Uniqueness of Power Series
The next theorem shows that if \(f\) is defined by a power series in \(x-x_0\) with a positive radius of convergence, then the power series is the Taylor series of \(f\) about \(x_0\).
If the power series
\[f(x)=\sum_{n=0}^\infty a_n(x-x_0)^n \nonumber\]
has a positive radius of convergence, then
\[\label{eq:7.1.9} a_n={f^{(n)}(x_0)\over n!};\]
that is, \(\sum_{n=0}^\infty a_n(x-x_0)^n\) is the Taylor series of \(f\) about \(x_0\).
This result can be obtained by setting \(x=x_0\) in Equation \ref{eq:7.1.8}, which yields
\[f^{(k)}(x_0)=k(k-1)\cdots1\cdot a_k=k!a_k. \nonumber\]
This implies that
\[a_k={f^{(k)}(x_0)\over k!}.\nonumber\]
Except for notation, this is the same as Equation \ref{eq:7.1.9}.
For any integer \(k\), the power series
\[\sum _ { n = n _ { 0 } } ^ { \infty } b _ { n } \left( x - x _ { 0 } \right) ^ { n - k } \nonumber \]
can be rewritten as
\[\sum _ { n = n _ { 0 } - k } ^ { \infty } b _ { n + k } \left( x - x _ { 0 } \right) ^ { n } \nonumber \]

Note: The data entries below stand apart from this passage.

PR #2686, opened 2019-04-03
SampleGen: File output

hzyi-google:
Configuration:
```yaml
- on_success:
  - write_file:
      file_name:
      - "I am a format_%s_.txt"
      - i.am.a.variable
      contents: $resp.raw_bytes
```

that is, replacing \(n\) by \(n + k\) in the general term and subtracting k from the lower limit of summation leaves the series unchanged.
Rewrite the following power series from Equation \ref{eq:7.1.7} and Equation \ref{eq:7.1.8} so that the general term in each is a constant multiple of \((x-x_0)^n\):
\[(a) \sum_{n=2}^\infty n(n-1)a_n(x-x_0)^{n-2}\quad (b) \sum_{n=k}^\infty n(n-1)\cdots(n-k+1)a_n(x-x_0)^{n-k}. \nonumber \]
Solution a
Replacing \(n\) by \(n+2\) in the general term and subtracting \(2\) from the lower limit of summation yields
\[\sum_{n=2}^\infty n(n-1)a_n(x-x_0)^{n-2}= \sum_{n=0}^\infty (n+2)(n+1)a_{n+2}(x-x_0)^n. \nonumber \]
Solution b
Replacing \(n\) by \(n+k\) in the general term and subtracting \(k\) from the lower limit of summation yields
\[\sum_{n=k}^\infty n(n-1)\cdots(n-k+1)a_n(x-x_0)^{n-k}= \sum_{n=0}^\infty (n+k)(n+k-1)\cdots(n+1)a_{n+k}(x-x_0)^n. \nonumber \]
Given that
\[f(x)=\sum_{n=0}^\infty a_nx^n, \nonumber\]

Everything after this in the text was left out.